Did you hear the one about
the comedian turned eminent
director? ... Rock presenting the 2005
Oscars. Photograph: Mark J Terrill
Comedian Chris Rock has aired his disaffection with Hollywood before. "Hollywood's just not funny," he has said, daringly soon before accepting the gig to present the Oscars. "You walk around and think 'Where's the funny at?' All there is is a bunch of directors and actors walking around. I like going into a diner and meeting real people. Funny is where the real people are."
What few people had guessed is that behind the Everybody Hates Chris and Madagascar star's Tinseltown fatigue lay a deep affection for the nouvelle vague, which he is apparently planning to honour with a remake of Eric Rohmer's Chloe in the Afternoon, from his own script (with Louis CK) and with himself as both director and star.
Rohmer's work is memorably described by David Thomson in his Biographical Dictionary of Film as "semiformal, literary inquiries into the sensibilities of a group of people gathered round some modest action - so modest, indeed, that an outsider might not notice". Whether such nuances will survive the translation to contemporary America and the directorial touch of a comedian not hitherto known - in films like The Longest Yard and Dogma - for fine-tuned subtlety, remains to be seen.

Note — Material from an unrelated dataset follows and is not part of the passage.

PR #211, opened 2026-07-14
[FLINK-40144]Avoid query database when only get table column

Mrart:


flink-connector-jdbc-core/src/main/java/org/apache/flink/connector/jdbc/core/database/catalog/AbstractJdbcCatalog.java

But one crosses one's fingers that it will. Many a comedian before him has aspired to serious roles - Kenneth Williams longed to play Shakespeare even as he was camping it up for the Carry On franchise, and Woody Allen's fondness for intense European psychodrama is, some would argue, all too well known.
With any luck, it could set a model for other comics. While the prospect of, say, the Farrelly brothers tackling a Bresson re-make, or Rowan Atkinson deploying his mobile features in one of Dreyer's silent scripts, is enough to set stomachs across Europe turning, other similarly unexpected projects have worked out a lot better - the lugubrious jowls of Buster Keaton, for instance, were perfect for Samuel Beckett's Film, and many would argue that Jerry Lewis's finest hour on film was in the less than laugh-a-minute King of Comedy.
Which funnymen would you most like to see showing off their serious side?